Kararname. operasyon Periohi, s. 638.
640
Dio Cassius.
Roma tarihi, s. 133.
641
Orada.
642
Pausanias.
Hellas'ın açıklaması. T.2, s. 380.
643
Plutarch. Karşılaştırmalı biyografiler. T.2, s. 442.
644
Plutarch. Orada.
645
Dio Cassius. Roma tarihi. Kitap. LI, bölüm. 17.
646
Suetonius. Kararname. op., s. 78.
647
Bakınız: Earl D. Augustus Çağı. - Londra: Elek,
1968, s. 55.
648
Metin baskıya
göre verilmiştir: Tacitus. Yıllıklar ve diğer eserler / Per. A. Bobovich. — M.:
Terra, 2009, s. 20.
649
Tacitus. Kararname. op., s. 20.
650
Plutarch. Karşılaştırmalı biyografiler. T.2, s. 440. Arius, Odysseus'un
sözlerini yorumladı: "Pek çok güçte hayır yoktur." (Bakınız: Homer.
İlyada II. 204, s. 35.)
651
Plutarch. Karşılaştırmalı biyografiler. T.2, s. 443.
652
Bakınız: Reymond EAE ve Bams JW İskenderiye ve Memphis: Bazı Tarihsel Gözlemler //
Orientalia 46(1), 1977, s. 14.
653
Suetonius. Kararname. op., s. 88.
654
Dio Cassius. Roma tarihi. Kitap. LI, bölüm. 16.
655
genç. Kararname. op., s. 148, 149. Ayrıca: "havlayan Anubis"

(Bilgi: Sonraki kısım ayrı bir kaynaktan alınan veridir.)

PR #4781, opened 2022-09-20
Save tokens for Link payment method

dpaun1985:
Fixes #4703 

#### Changes proposed in this Pull Request
For subscriptions, the payment method token should be saved in order to be re-used for subscription renewal. 
This PR updates Link payment method to save the token.

#### Testing instructions

* **Scenario 1**
* Create a new subscription order and pay it using Link
* Payment should be completed
* The payment of renewal for the subscription should be processed without errors. To check this, use a 1 day subscription renewal.
* Subscription fee should be applied
* **Scenario 2**
* Create a new subscription with 1 day trial version order and pay it using Link
* Payment should be completed
* The payment for the subscription should be processed without errors after the trial ends.
* Subscription fee should be applied
* **Scenario 3**
* Install [Woocommerce Subscriptions](https://woocommerce.com/products/woocommerce-subscriptions/)
* When WCS is enabled it will take over the subscription functionality and will be managed by WCS.
* In order to trigger subscription renewals, you can follow the steps [ [here](https://woocommerce.com/document/testing-subscription-renewal-payments/) ]
* Repeat the tests above. 
* Subscription fee should NOT be applied.

Notes: 
1. In order to test the built-in subscription, you have to create a 1day subscription and wait for Stripe to renew the subscription. You cannot test it with Stripe's Subscription Clocks, because this will create a duplicate customer, and a new payment method ( credit card payment method ). 
2. If the subscription is not renewed after 1 day on client side, you can check the events on Stripe side for that subscription because you might have the listen webhook closed on your local when Stripe renewed the subscription.
3. [Subscriptions plugin](https://woocommerce.com/products/woocommerce-subscriptions/) overlaps the built in subscriptions.
4. In order to test the subscriptions plugin, please use the steps from [here](https://woocommerce.com/document/testing-subscription-renewal-payments/). 
-------------------

- [x] Run `npm run changelog` to add a changelog file, choose `patch` to leave it empty if the change is not significant. You can add multiple changelog files in one PR by running this command a few times. 
- [x] Covered with tests (or have a good reason not to test in description ☝️)
- [x] Tested on mobile (or does not apply)

**Post merge**

- [ ] Link to testing instructions from [release testing doc](https://github.com/Automattic/woocommerce-payments/wiki/Release-testing-instructions) following [these instructions](https://github.com/Automattic/woocommerce-payments/wiki/How-to-write-good-manual-testing-scenarios) : _Add link here / 'QA Testing Not Applicable'_
[...]

Issue #4720, opened 2022-09-08
Multiple UPE - Stripe Link compatibility


harriswong:
### Describe the issue
This is part of the Multiple UPE project (https://github.com/Automattic/woocommerce-payments/pull/3968). 

The multiple UPE POC uses classic element for credit card checkout, but Stripe Link requires UPE. Does this mean Stripe Link no longer work with multiple UPE? If so, how should we handle this? 

### Accepted criteria
- Find out if the multiple POC branch works with Stripe Link 
- If not, please spearheads a conversation/solution with the team(s).

Mayisha:
[Stripe Link](https://woocommerce.com/document/payments/woocommerce-payments-stripe-link/) seems very similar to WooPay in general. When Stripe Link is enabled-

- On the checkout page the email field is rendered on top of Billing Address (same as WooPay)
- When a user inputs an email address that does not exist in Stripe Link, a checkbox appears below the credit card option. (very similar experience as WooPay)
![new user](https://user-images.githubusercontent.com/33387139/190491060-4dc77380-bb68-4310-bc9e-12e4df534d49.png)

- On place order, a Link user is created (same experience as WooPay)
- When a user inputs an existing Link email address, an OTP Modal appears. (same experience as WooPay)
![otp](https://user-images.githubusercontent.com/33387139/190491307-531c7b4d-5ca0-4616-ac79-0e7cf12d1234.png)

- On successful OTP verification, another modal appears with the account data and a button to autofill the current merchant checkout page with the selected Link account data (this step is different from WooPay as the user always stays on the merchant's checkout page)
![account](https://user-images.githubusercontent.com/33387139/190491353-eb6d201b-564a-422b-93d3-eb0cfa9ba371.png)

- The OTP modal appears when the user types in an existing email. Otherwise, for prefilled email field the input box shows a button that initiates the OTP modal. (WooPay does not have this extra button)
![link button](https://user-images.githubusercontent.com/33387139/190491730-0db1637c-e3ad-4ae5-abc8-bd3af366c518.png)

harriswong:
Thanks @Mayisha for the screenshot and notes!

🤔  If we are using the same email address, how are we going to switch between WooPay or Link?

Mayisha:
> Find out if the multiple POC branch works with Stripe Link

### Existing Link customer flow 
✅ When a user inputs an existing Link email address, an OTP Modal appears as expected.
[...]

PR #5082, opened 2022-11-09
Merge develop into poc/upe instances multiplied

timur27:
### Description in progress
Fixes https://github.com/Automattic/woocommerce-payments/issues/5109

Merge the latest changes from `develop` and ensure, that `poc/upe-instances-multiplied` with all the changes on it are stable. 

https://github.com/Automattic/woocommerce-payments/pull/4850 is the PR that affects our split UPE implementation. With this refactor, we now have two new classes, which represent the checkout - `WC_Payments_Checkout` and `WC_Payments_UPE_Checkout`. These classes are encapsulating the UI field rendering.

### Following commits are introduced besides the regular merging and conflict resolving:
[Minor fixes without any logic change](https://github.com/Automattic/woocommerce-payments/pull/5082/commits/bcb1196aa3ba3406a8483fa8600bd7486c87639e)

[Minor](https://github.com/Automattic/woocommerce-payments/pull/5082/commits/bcb1196aa3ba3406a8483fa8600bd7486c87639e) | [fixes](https://github.com/Automattic/woocommerce-payments/pull/5082/commits/c38ddf2c1af6fd3a155c73fd6cb5f48b04dc9f0a) | [to avoid regression](https://github.com/Automattic/woocommerce-payments/pull/5082/commits/850f2d49e1322c00cddc6a30880041f3300f0247)

[Fixing](https://github.com/Automattic/woocommerce-payments/pull/5082/commits/672adb925f2ccbb7c7dad03c2a2324744868be91) | [tests](https://github.com/Automattic/woocommerce-payments/pull/5082/commits/c84178eaacc28ed2986a0c7d25a56d44d68964c4) | [suite](https://github.com/Automattic/woocommerce-payments/pull/5082/commits/4a4d03c2bf3ea6205b4f21684b097706f0064b1d)

[Resolving conflicts and ensuring tests](https://github.com/Automattic/woocommerce-payments/pull/5082/commits/381323514ac2a63bfa137b6ec3736f0838fdf5f7) pass after both [token behavior was corrected](https://github.com/Automattic/woocommerce-payments/pull/4670) **and**  [the logic for LINK tokens was updated](https://github.com/Automattic/woocommerce-payments/pull/4781). ⚠️ There is an additional logic introduced, basically a copy-paste from [the SEPA tokes behavior](https://github.com/Automattic/woocommerce-payments/pull/4670/files#diff-ad7970a483b7b3582e959f6236b3c69739d80349cb2236536c7db538726ffe2f). We need to make sure, that tokens for LINK are still working as expected. I think we can do it after https://github.com/automattic/woocommerce-payments/issues/4720. 

[Initializing payment checkouts in `class-wc-payments`](https://github.com/Automattic/woocommerce-payments/pull/5082/commits/c2d67f1c8beb7b81ce98b88e181f881c1f57bd00) to reflect the latest changes from `develop` which introduce `WC_Payments_Checkout` and `WC_Payments_UPE_Checkout` classes.

https://github.com/Automattic/woocommerce-payments/pull/5082/commits/15f08c75ea7ede68ccfc2dba8fc836db17a8db9a to let the `WC_Payments_UPE_Checkout` store the list of payment gateways to reflect the split UPE work and be able to render the UI for each split payment method.

-------------------
`WC_Payments_Checkout` and `WC_Payments_UPE_Checkout` are now responsible for rendering the UI for a gateway. Since the refactor was done before the UPE split, it takes a single method into the account even for `WC_Payments_UPE_Checkout`. 

The current logic of rendering gateways on `develop` (after the refactor, but before this PR) [keeps the gateway in the checkout object](https://github.com/Automattic/woocommerce-payments/blob/develop/includes/class-wc-payments-upe-checkout.php#L68). So, when UPE is turned on, `WC_Payments_UPE_Checkout` with the `$card_gateway` is being initialized and [when the time comes](https://github.com/Automattic/woocommerce-payments/blob/develop/includes/payment-methods/class-upe-payment-gateway.php#L409-L411), the `$card_gateway` is being successfully rendered by `WC_Payments_UPE_Checkout` as a single payment element with all the bits and pieces inside of it. 

Our mission was to use this brand new checkout class in order to render [all the registered payment methods](https://github.com/Automattic/woocommerce-payments/pull/3968/files#diff-57ee486c4a3ba4bae478eb31255c9a968b5b4eccd04b27f512e4003440d6f821R498-R524), which are now represented by a group of split payments, instead of only `$card_gateway`.

There were multiple options to achieve this. First of all, we could create a `WC_Payments_UPE_Checkout` object for each gateway. In practice, [with ten methods available](https://github.com/Automattic/woocommerce-payments/pull/3968/files#diff-57ee486c4a3ba4bae478eb31255c9a968b5b4eccd04b27f512e4003440d6f821R337-R346), doing this seems not optimal. I think that the reason for the refactor was to abstract the payment fields UI rendering part to a separate class, and with the approach I describe, we would multiply the class with the same purpose ten times and use the memory without any meaningful reason. 

Another option was to ensure, that only one instance of the `WC_Payments_UPE_Checkout` is created, and each $gateway provides itself as a callback parameter of the action hook [in this place](https://github.com/Automattic/woocommerce-payments/blob/develop/includes/payment-methods/class-upe-payment-gateway.php#L409-L411). Then, we could set the `$gateway` in the checkout class and use it while rendering. However, this approach most probably leads to the violation of Liskov substitution principle, since `payment_fields()` method's definition will be updated by adding a new parameter (`$gateway`). We then would need to `set_gateway` in the `payment_fields()` method and thus change the state of the class. All this seemed a bit "unusual" to me.

Finally, I went with the approach, which allows us to [store all the payment gateways](https://github.com/Automattic/woocommerce-payments/blob/7115db427f1ef0f14f9bcdd802dcdf452486e212/includes/class-wc-payments-upe-checkout.php#L80) in the `WC_Payments_UPE_Checkout` class. When rendering the payment fields, [we invoke the callback from a new `wc_payments_set_gateway` hook I added](https://github.com/Automattic/woocommerce-payments/blob/4a4d03c2bf3ea6205b4f21684b097706f0064b1d/includes/payment-methods/class-upe-payment-gateway.php#L447-L449) and then proceed with the regular flow. This allowed us to keep the purpose of the `WC_Payments_UPE_Checkout` class by creating only one instance of it, and at the same time, made the operation of setting the gateway loosely coupled with the object itself (if `$gateway` won't be set, then `$card_gateway` Stripe element will be used).

Another thing worth mentioning is, that the non-UPE checkout should be initialized even when we are dealing with the UPE setup, since it [defines the hook](https://github.com/Automattic/woocommerce-payments/blob/4a4d03c2bf3ea6205b4f21684b097706f0064b1d/includes/class-wc-payments-checkout.php#L76) which is crucial for the legacy card to be rendered properly. This is why [it's initialized](https://github.com/Automattic/woocommerce-payments/blob/7115db427f1ef0f14f9bcdd802dcdf452486e212/includes/class-wc-payments.php#L358) regardless of wether users have UPE turned on or not.

> Note: Please keep in mind, that the legacy card gateway is not working with the Blocks checkout after [this change](https://github.com/Automattic/woocommerce-payments/pull/4670/files#diff-bcfd303d507c33a27671935e724ee64d0df30ff2a18bb6ef4c94f28d48190124R1254-R1255). I assume that it was a part of discussion [here](https://github.com/Automattic/woocommerce-payments/pull/4670#pullrequestreview-1174793520) and it will be resolved in [this](https://github.com/Automattic/woocommerce-payments/issues/5111) issue.

#### Testing instructions

1. Ensure that the classic UPE checkout works as expected with both the legacy card and UPE elements.
2. Ensure that the non-UPE checkout works as expected (turn off UPE in the admin panel).
3. Ensure that blocks checkout works for split UPE elements. (please see the note right above the testing instructions).
4. Ensure that [SEPA tokens](https://github.com/Automattic/woocommerce-payments/pull/4670) are managed as expected

-------------------

- [x] Run `npm run changelog` to add a changelog file, choose `patch` to leave it empty if the change is not significant. You can add multiple changelog files in one PR by running this command a few times. (was not needed, since the PR will be merged to the feature branch).
- [x] Covered with tests (or have a good reason not to test in description ☝️) - existing tests were updated.

**Post merge**


includes/class-wc-payments-upe-checkout.php
```diff
@@ -0,0 +1,299 @@
...
+
+	/**
+	 * Set gateway
+	 *
+	 * @param string $gateway_id UPE gateway ID.
+	 * @return void
+	 */
+	public function set_gateway( $gateway_id ) {
+		if ( null !== $gateway_id ) {
+			$this->gateway = $this->gateway_map[ $gateway_id ];
```
```suggestion
			$this->gateway = WC_Payments::get_payment_gateway_by_id( $gateway_id );
```
Could be safer to call this function here, yeah?

includes/class-wc-payments-upe-checkout.php
```diff
@@ -0,0 +1,299 @@
...
+	 * @return array
+	 */
+	public function get_payment_fields_js_config() {
+
+		$payment_fields                             = parent::get_payment_fields_js_config();
+		$payment_fields['accountDescriptor']        = $this->gateway->get_account_statement_descriptor();
+		$payment_fields['addPaymentReturnURL']      = wc_get_account_endpoint_url( 'payment-methods' );
+		$payment_fields['gatewayId']                = UPE_Payment_Gateway::GATEWAY_ID;
+		$payment_fields['isCheckout']               = is_checkout();
+		$payment_fields['checkoutTitle']            = $this->gateway->title;
```
```suggestion
```
~I was wondering how this would work, because surely this would simply return the card gateway's title every time, instead of the correct gateway title for each specific gateway~ (Edit: actually my bad, misread, got it now)...but then when searching for the key `checkoutTitle`, I couldn't actually find this used anywhere in the code anymore. 

I'm not sure when this property got disappeared, but I think we can safely remove it, since it's both irrelevant and now inaccurate anyways.

includes/class-wc-payments-upe-checkout.php
FangedParakeet:
```suggestion
			$this->gateway = $this->gateway->wc_payments_get_payment_method_by_id( $gateway_id );
```
There's this one as well, if you'd prefer using the private gateway, instead of the static function; though this function is merely a wrapper around the same static function anyways.

includes/class-wc-payments-upe-checkout.php
```diff
@@ -0,0 +1,299 @@
...
+				?>
+			</div>
+			<?php
+		}
+	}
+
+	/**
+	 * Set gateway
+	 *
+	 * @param string $gateway_id UPE gateway ID.
```
FangedParakeet: This is a pretty minor point, but this parameter isn't a _gateway_ ID--where the gateway IDs are all prefixed with `woocommerce_payments`--but rather a payment method (type) ID.

includes/class-wc-payments-upe-checkout.php
```diff
@@ -0,0 +1,299 @@
...
+			wp_enqueue_style(
+				'wcpay-upe-checkout',
+				plugins_url( 'dist/checkout.css', WCPAY_PLUGIN_FILE ),
+				[],
+				WC_Payments::get_file_version( 'dist/checkout.css' )
+			);
+
+			// Output the form HTML.
+			?>
+			<?php if ( ! empty( $this->gateway->get_description() ) ) : ?>
```
FangedParakeet, line 211: I _think_ `$this->gateway->get_description()` will always be empty, because [we leave this property blank](https://github.com/Automattic/woocommerce-payments/blob/merge-develop-into-poc/upe-instances-multiplied/includes/payment-methods/class-upe-payment-gateway.php#L96) and I can't see it getting set anywhere else. 🤔

includes/class-wc-payments-upe-checkout.php
```diff
@@ -0,0 +1,299 @@
...
+		WC_Payments_Customer_Service $customer_service,
+		array $gateway_map
+	) {
+		$this->gateway                = $gateway;
+		$this->platform_checkout_util = $platform_checkout_util;
+		$this->account                = $account;
+		$this->customer_service       = $customer_service;
+		$this->gateway_map            = $gateway_map;
+
+		add_action( 'wc_payments_set_gateway', [ $this, 'set_gateway' ] );
```
FangedParakeet, line 72: I was wondering whether we even need to do this at all. The only gateway-specific function that might get called in this class appears to be [this one](https://github.com/Automattic/woocommerce-payments/blob/merge-develop-into-poc/upe-instances-multiplied/includes/class-wc-payments-upe-checkout.php#L123). This is an edgy-casey function that is only called on the Order Pay page.

I'm not sure if there's a better way to handle this, but I suppose we can leave it this way for now and resolve it in another refactor sometime later.

includes/compat/subscriptions/trait-wc-payment-gateway-wcpay-subscriptions.php
```diff
@@ -211,7 +215,7 @@ public function prepare_intent_for_order_pay_page(): bool {
 			return false;
 		}
 
-		$js_config                     = $this->get_payment_fields_js_config();
+		$js_config                     = WC_Payments::get_wc_payments_checkout()->get_payment_fields_js_config();
```
FangedParakeet, line 218: Could something go wrong here? I _think_ it should be fine, because I believe the only gateway-specific function is triggered after a redirection and not on initial Order Pay page load...but probably something to keep an eye on nonetheless.

includes/payment-methods/class-upe-payment-gateway.php
```diff
@@ -59,7 +60,7 @@ class UPE_Payment_Gateway extends WC_Payment_Gateway_WCPay {
 	 *
 	 * @var UPE_Payment_Method
 	 */
-	protected $payment_method;
+	public $payment_method;
```
FangedParakeet: This comment has nothing to do with this line, but do you think it might be useful to move all the AJAX actions in the constructor of this class ([these ones](https://github.com/Automattic/woocommerce-payments/blob/merge-develop-into-poc/upe-instances-multiplied/includes/payment-methods/class-upe-payment-gateway.php#L111-L145)) to the new `WC_Payments_UPE_Checkout` class instead? This way we can ensure they only fire once, without having to check `has_action` before adding each hook.

includes/payment-methods/class-upe-payment-gateway.php
```diff
@@ -438,6 +439,16 @@ public function parent_process_payment( $order_id ) {
 		return parent::process_payment( $order_id );
 	}
 
+	/**
+	 * Renders the credit card input fields needed to get the user's payment information on the checkout page.
+	 *
+	 * We also add the JavaScript which drives the UI.
+	 */
+	public function payment_fields() {
+		do_action( 'wc_payments_set_gateway', $this->get_selected_stripe_payment_type_id() );
```
FangedParakeet, line 448: Just a note that I found it worth mentioning that `UPE_Payment_Gateway::get_selected_stripe_payment_type_id()` returns a string, whereas [its parent equivalent `WC_Payment_Gateway_WCPay::get_selected_stripe_payment_type_id()`](https://github.com/Automattic/woocommerce-payments/blob/merge-develop-into-poc/upe-instances-multiplied/includes/class-wc-payment-gateway-wcpay.php#L2824) returns an array. 

Ultimately, I think this currently has no ill issues, because the function in the parent is never actually called anywhere (the function is only called inside `UPE_Payment_Gateway` and `WC_Payments_UPE_Checkout`), but there is still a small potential conflict here. Anyways, this could be slightly hazardously ignored for now...

FangedParakeet (approved):
There were about ten trillion files changed here, so I tried my best to focus on the most important ones. 😅 This was truly a rhinocerous-sized refactor, so nice one resolving all these changes as best as you could! 

In general, I think everything is fine here. I've left a few comments, but almost all of them are pretty inconsequential. I did encounter a few new errors, but I'll describe them below and I think almost all can be moved to new issues.

Let me just get into it, by stepping through your testing instructions one-by-one. 

### 1. Ensure that the classic UPE checkout works as expected with both the legacy card and UPE elements.

Using the shortcode checkout, I tested the following with both the non-UPE card gateway and other UPE gateways.
- Standard checkout
- Failed checkout
- Checkout while saving payment method
- Checkout with saved payment method
- Checkout with card requiring 3DS authentication

...And all of the above, appeared to be working normally for me! Huzzah.

### 2. Ensure that the non-UPE checkout works as expected (turn off UPE in the admin panel).

Since the non-UPE card gateway was working properly in the previous tests, I wasn't expecting there to be much difference with the UPE disabled. Nonetheless, without testing as many flows as in the previous step, I did test the basic regular shortcode and blocks flows and discovered that the shortcode checkout appeared to be working as expected (🎉), while the blocks checkout was not working at all, which leads neatly into the next section. 

### 3. Ensure that blocks checkout works for split UPE elements. (please see the note right above the testing instructions).

The legacy non-UPE gateway appeared broken for me. I was able to checkout with a saved payment method, but could not complete a blocks checkout using a new credit card. I don't think this is related to the issues I raised [here](https://github.com/Automattic/woocommerce-payments/pull/4670#pullrequestreview-1174793520), as you might have opined.

Digging a little further I found that the following error was returned to the checkout.

> Error: You passed an empty string for 'payment_method_types[0]'. We assume empty values are an attempt to unset a parameter; however 'payment_method_types[0]' cannot be unset. You should remove 'payment_method_types[0]' from your request or supply a non-empty value.

I believe this error refers to [this parameter](https://github.com/Automattic/woocommerce-payments/blob/merge-develop-into-poc/upe-instances-multiplied/includes/class-wc-payment-gateway-wcpay.php#L1029), which @mdmoore also grappled with while resolving the saved payment method functionality. I'm not entirely sure how this occurred, but checking my error logs, this `payment_method_types` parameter was filled with a single empty string in our request to Stripe.

```log
2022-11-15T01:30:42+00:00 INFO REQUEST POST https://public-api.wordpress.com/wpcom/v2/sites/%s/wcpay/intentions
2022-11-15T01:30:42+00:00 INFO HEADERS: array (
  'Content-Type' => 'application/json; charset=utf-8',
  'User-Agent' => 'WooCommerce Payments/5.0.1',
  'Idempotency-Key' => '3afc322e-7bad-4b22-89b8-1c1c8e33866c',
)
2022-11-15T01:30:42+00:00 INFO BODY: array (
  'test_mode' => true,
  'amount' => 2779,
  'currency' => 'eur',
  'payment_method' => 'pm_1M4Dz12H1rYvbvjIUQiWe4Us',
  'customer' => 'cus_LXS3WAVT5O8VZT',
  // ...
  'description' => 'Online Payment for Order #244 for fangedparakeet.jurassic.tube blog_id 191029001',
  'payment_method_types' => 
  array (
    0 => '',
  ),
  'is_platform_payment_method' => false,
)
```

I'm pretty sure this is a new issue, but I'm happy to resolve this in a separate issue, because it does seem that something uniquely unusual is afoot here.

For the rest, I believe things were working similarly to my experiences noted [here](https://github.com/Automattic/woocommerce-payments/pull/4670#pullrequestreview-1174793520). I was able to complete a checkout with a new UPE payment method and a saved non-UPE payment method, but not a saved UPE payment method. There is already an issue to resolve this limitation, so I'm happy to ignore that here.

### 4. Ensure that SEPA tokens are managed as expected

Everything here seemed to be in proper working order! I wasn't really expecting anything here to go up in flames, but from the shortcode checkout and the My Account pages, managing SEPA tokens seemed to be doing it was supposed to.

#

Those are my thoughts, let me know if you have any immediate comments! I am still approving this PR, because I think the main refactor is fine! The only real issue is using cards in the blocks checkout, but, as stated before, more than happy to resolve that elsewhere.

I think it could be beneficial to also add some more comprehensive confidence checking to checkouts from the Order Pay page, Subscriptions--especially free-trial subscriptions, that rely on setup intents rather than payment intents--and combinations of these two checkout flows, since there are a few uncertainties surrounding these areas that I've raised in separate comments. That being said, I think these examinations can be done another day and I'm eager to catch up with the elusive `develop` branch in the meantime. 

Great work, @timur27! For the most part, LGTM. 👍

timur27:
Thanks for the review, @FangedParakeet! 

> I don't think this is related to the issues I raised https://github.com/Automattic/woocommerce-payments/pull/4670#pullrequestreview-1174793520, as you might have opined.

To be more specific, I was referring to [this paragraph](https://github.com/Automattic/woocommerce-payments/pull/4670#:~:text=Things%20that%20didn%27t%20work,%F0%9F%98%85). 

Before making this PR ready for the review, I was able to make the use case with a new credit card work by rolling back the change for [this line of code](https://github.com/Automattic/woocommerce-payments/pull/4670/files#diff-bcfd303d507c33a27671935e724ee64d0df30ff2a18bb6ef4c94f28d48190124R1254-R1255). So, when I provide 

```
$selected_payment_method_type = [ WC_Payments::get_gateway()->get_selected_stripe_payment_type_id() ];
```

instead of 
```
$upe_payment_method = sanitize_text_field( wp_unslash( $_POST['payment_method'] ?? '' ) );
```

To the `payments_api_client->create_and_confirm_intention`, Blocks checkout with a legacy card works like a charm. However, I was skeptical about fixing this here and in this way because I felt this might break tokens for SEPA again. At the same time, I noticed [the issue](https://github.com/Automattic/woocommerce-payments/issues/5111) with the acceptance criteria `While UPE is enabled, completing checkout from blocks checkout with a credit card should process without error.` I thought then that the issue could be fixed as part of it and thus linked it in the description.

includes/class-wc-payments-upe-checkout.php
timur27: Currently, when not setting the gateway and using the card gateway, payment gateways are not rendered on the UI for the classic UPE checkout. I agree that we could resolve it in another refactor to reduce the number of things updated simultaneously, which increases the probability of unintentionally breaking other areas.

includes/class-wc-payments-upe-checkout.php
timur27: Great idea! I also removed the `$gateway_map` from the checkout class. Thanks!

includes/class-wc-payments-upe-checkout.php
timur27: Right, it looks like `checkoutTitle` has been with us for a more extended period. I've removed the field and can confirm that nothing is broken afterward.

includes/class-wc-payments-upe-checkout.php
timur27: I am on the same page as you. The same implementation is also in `poc` branch. Having that said, do you think we can safely remove it? How about the case, if some description will appear in the feature and we'll want to have it displayed?

includes/payment-methods/class-upe-payment-gateway.php
timur27: That'd be great! After a quick try, I can say that it doesn't work. We need to make this work, as the checkout class seems to be the ideal place for these hooks definitions.

includes/class-wc-payments-upe-checkout.php
timur27: Thanks a lot! I updated this.

includes/class-wc-payments-upe-checkout.php
FangedParakeet: Ooh, that's a point. I'm generally loathe to include unused things just in case they might one day be useful, especially since there currently isn't a way to set the description on a per payment method basis. 

That being said, this inclusion is entirely harmless and isn't the only obsolete obstacle observed (for example, the test mode instructions just below are also irrelevant for the UPE, since the card element is currently disabled), so perhaps it's best to do as little possible harm now and save for this for a more appropriate refactor down the line instead.

includes/class-wc-payments-upe-checkout.php
FangedParakeet: > Currently, when not setting the gateway and using the card gateway, payment gateways are not rendered on the UI for the classic UPE checkout.

Cool, let's leave it and not break everything for now then. 😁 

> and using the card gateway

That's weird though. The card gateway shouldn't be using this code at all. Anyways, no matter now: let's just keep things working and moving forward.

includes/payment-methods/class-upe-payment-gateway.php
FangedParakeet: > After a quick try, I can say that it doesn't work. 

Alright, forget I mentioned it then, haha. 😂

FangedParakeet:
> Before making this PR ready for the review, I was able to make the use case with a new credit card work by rolling back the change for [this line of code](https://github.com/Automattic/woocommerce-payments/pull/4670/files#diff-bcfd303d507c33a27671935e724ee64d0df30ff2a18bb6ef4c94f28d48190124R1254-R1255). So, when I provide
>
> $selected_payment_method_type = [ WC_Payments::get_gateway()->get_selected_stripe_payment_type_id() ];

You would first have to change the return value of `WC_Payment_Gateway_WCPay::get_selected_stripe_payment_type_id()` to a single string (`'card'`), but I _think_ this could work. I actually think this would work in all situations, but there are definitely a few more edge cases we'd need to test out first, so--as you offered--I think it's best to resolve this in a new issue.

Also, I just noticed one more thing! (Sorry.)

In this merge branch, for some reason, the WCPay gateway seems to have disappeared from the main WC Payments Settings screen (**WooCommerce > Settings > Payments > All payment methods**).

WCPay missing from WC Settings
_O brother where art thou?_

It's still there on both the `develop` branch and the `poc/upe-instances-multiplied` branch.

Normal WC Settings screen
_Regular correct settings page_

If you think there's a quick fix for this, let me know: otherwise I'll create a new issue to resolve this missing method, once you've completed this merge.

Also, we had some discussion above about the gateway description field: I just noticed that these description values are actually incorrect in our PoC branch (see above screenshot). I'll create a new issue to fix this as well shortly...

timur27:
Thanks for another round of review, @FangedParakeet ! I fixed the failing test (https://github.com/Automattic/woocommerce-payments/pull/5082/commits/a4222e7e54a893d5a88320765a5700a910f79c61) and the hidden card gateway in the admin panel (https://github.com/Automattic/woocommerce-payments/pull/5082/commits/1bebfee63a32f68790909bcaa159ed6b1f562b78).

FangedParakeet (approved):
LGTM! I think pretty much everything pending from here has an open issue already ready to capture further remaining work--if not, please feel free to pop any open, if I missed anything! 

Otherwise let's get this merged and finally get our branch up to date. :shipit:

(Propertius. Elegies III. 11), "canavar tanrılar ve köpek başlı
Anubis" (Virgil. Aeneid VIII. 698-700).
656
Bakınız:
Lindsay J. Kleopatra. - Londra: Constable, 1970, s. 485–486.
657
Pliny. Doğa Bilimleri XI. 143.
658
Bakınız: Dunand F. ve Zivie-Coche C. Mısır'daki Tanrılar ve İnsanlar: 3000 DC - 395CE. -
Londra: Cornell University Press, 2004, s. 204.
659
Arrian.
Kararname. op., s. 114.
660
Dio Cassius.
Roma tarihi. Kitap. III, bölüm. 23.
661
Orada.
662
Dio Cassius.
Roma tarihi. Kitap. LI, bölüm. 21.
663
Orada.
664
mülk.
Kararname. op., s. 149.
665
Horace.
Kararname. op., s. 69.
666
Pliny. Doğa
Tarihi XXXVII, 23–29:
667
Pliny. Doğal bilim. Sanat Üzerine, s. 154.
668
Bakınız: Montserrat D. Roma Dünyasında Toplumsal
Cinsiyeti Okumak // Roma'yı Deneyimlemek: Ronan İmparatorluğunda Kültür, Kimlik
ve Güç (ed. Huskin-son J.). - Londra: Routledge, 2000, s. 169.
669
Suetonius. Kararname. op., s. 57.
670
Ovid. Derleme. T. I. Ağıt I / Per. N. Volpin. - St.Petersburg, "Stüdyo
Biyografileri", 1994, s. 274.
671
Roma yılı Mart
ayında başladı. — Not. başına.
672
Bakınız: Hamer M. Kleopatra'nın İşaretleri:
Tarih, Politika ve Temsiller. - Londra: Routledge, 1993, s. 81.
673
Suetonius. Kararname. op., s. 185.
674
Bakınız: Roller DW World of Juba II ve Cleopatra
Selena. - Londra: Routledge, 2003, s. 90.
675
Suetonius. Kararname. op., s. 51.
676
Bakınız:
Rokker DW Op. cit., s. 84.
677
Yazar: Walker S. ve Higgs P. Op. cit., s. 208.
678
Yazar: Walker S. ve Higgs P. Op. cit., s. 312.
679
İsim: Whitehome J. Kleopatra. - Londra:
Routledge, 2001, s. 199.
680
Плиний. Естествознание VII. 16.
681
İsim: Braund D. «Anth. Dostum. 9.235: Juba II,
Kleopatra Selene ve Nil'in Rotası». The Classical Quarterly 34 (1), 1984, s.
175.
682
См.: Juba II
ve Kleopatra Selena'nın Roller DW Dünyası. — Londra: Routledge, 2003, s, 257.
683
Crinagoras
18/Anth. Dostum. Whitehome J. Kleopatras'ta
7.633 . - Londra: Routledge, 2001, s. 201.
684
Suetonius.
Kararname. op., s. 149.
685
Bakınız: Cornelius Tacitus. İki cilt halinde
çalışır. T. 2. Tarih. — M.: Nauka, 1968, s. 194.
686
28.11.
687
Bakınız: Holbl
G. Op. cit, r. 301.
Not: Bazen Büyük Dosyaları tarayıcı açmayabilir...İndirerek okumaya Çalışınız.